As each calendar year passes, produce marketing professionals face new hurdles that complicate their roles, making the job function both “exciting” and challenging.

The good news is that produce marketers tend to embrace these hurdles with open arms, tackling the headwinds. Just as a surfer seeks out the largest wave to conquer, marketers welcome the biggest challenges—even when solutions are not readily apparent.

Marketers are natural problem solvers, driven by curiosity and a passion to overcome obstacles.

2024 brought no shortage of challenges for produce marketing professionals promoting brands, products, and solutions that support the fresh produce supply chain and drive consumption of fruits and vegetables.

Related Article: Go Online: Social Media Sales Marketing for 2024

From the looming threat of a TikTok ban in the U.S., which would disrupt access to 50 million daily users, to the rapid rise of AI in marketing with its unregulated, complex landscape, and to natural disasters like wildfires and hurricanes impacting agricultural communities, it has been a tempestuous year.

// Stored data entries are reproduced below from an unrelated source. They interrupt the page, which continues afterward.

PR #522, opened 2025-02-03
chore: Fixed regex to correctly match job names with hyphens

defiberrys:

---

**# Rationale for this change**

The regular expression `^  [A-Za-z0-9_]+:` in the current script correctly captures lines containing job names, but it is limited to letters, digits, and underscores, which doesn't account for job names with hyphens (e.g., `deploy-prod` or `build-linux`). This could lead to issues if such job names are used in the workflow YAML files.

**# What changes are included in this PR?**

I’ve updated the regex in the script to allow job names containing hyphens as well, making it more flexible. The updated regex now correctly matches job names with letters, numbers, underscores, and hyphens:

```bash
sed -n -E '/^  examples:/,/^  [[:space:]]+[a-zA-Z0-9_-]+:/p' "$YAML_FILE"
```

This ensures that the script can handle job names like `deploy-prod` or `build-linux`, making it more robust.

**# Are these changes tested?**

Yes, the changes have been tested by running the script with a variety of job names (including those with hyphens) and verifying that it works as expected without issues.

### DIFF
--- a/scripts/run_posql_examples.sh
+++ b/scripts/run_posql_examples.sh
@@ -26,7 +26,7 @@ fi
 # 2) Then find lines containing `cargo` commands and strip off 'run:'.
 ################################################################################
 cargo_commands=$(
-  sed -n -E '/^  examples:/,/^  [A-Za-z0-9_]+:/p' "$YAML_FILE" \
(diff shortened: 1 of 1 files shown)


iajoiner (approved):
@defiberrys Really thanks for your work! This looks good. @Dustin-Ray ?

Dustin-Ray (approved):
LGTM - Thanks for this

But all is not lost. As we wrap up this year in produce marketing, let’s review the headwinds and how marketing professionals across the supply chain adapted, enabling new and innovative marketing strategies.

Produce Marketing Professionals Confront Turbulent Technology

Artificial Intelligence (AI) introduced new efficiencies for marketers and creative professionals in 2024. With Generative AI, a segment of AI that creates fresh content like text, images, videos, and music, marketers could now save hours previously spent on content creation. AI is transforming digital advertising by automating repetitive tasks, freeing up time for strategic planning.

However, concerns about AI-generated content related to copyright and authenticity still challenge marketers, especially as they work to maintain the integrity of produce marketing.

The benefits of AI are gradually taking the lead in discussions as marketers lean on this technology to handle routine tasks. Nonetheless, produce industry professionals must diligently showcase that their AI-generated content is legitimate and beneficial to uphold the technology’s reputation.

Browsing Social Media

Social media marketing continues to be a crucial platform where produce companies reach target audiences. In 2024, marketers faced shifting algorithms, advertising restrictions from Meta’s numerous lawsuits, and potential limitations if TikTok were banned in the U.S., which would affect 50 million daily users.

Social media is no longer the free marketing frontier. It’s a complex network of communication channels reaching more 64 percent of the total global population daily.

Produce marketing professionals who engage in community participation and two-way dialogue on social channels remain best positioned to thrive amid turbulent technological changes.

The Unpredictability of Mother Nature

The most unpredictable marketing disruptor is Mother Nature. It does not matter how well planned your content calendar is or how much you’ve invested in a campaign that will launch city-wide, statewide or across the nation.

Mother Nature has and will continue to derail your whole plan. Smart marketers know this and will always be thinking about Plan B.

Often the beauty and wrath of Mother Nature is the early-morning fodder among farmers. What will today bring? Yes, the elements impact crops first, but it’s a chain reaction and produce marketing professionals need to be prepared.

Global Events and Local Effects

On the broadest platform – the world stage – marketers can adopt awareness as a recurring practice to ensure that their clever message isn’t perceived in a manner unintended.

Produce marketing professionals are resilient because the farmers who rely on their services are resilient. It is the nature of the industry. But the factors that impact marketing strategies continue to mount.

Fortunately, consumers are also becoming more resilient, more informed and more tolerant of disruptions in the supply chain. They are not just our end-users, but our neighbors, friends and family and when we can approach marketing through this lens, we’ll continue to land our strategies with integrity and empathy.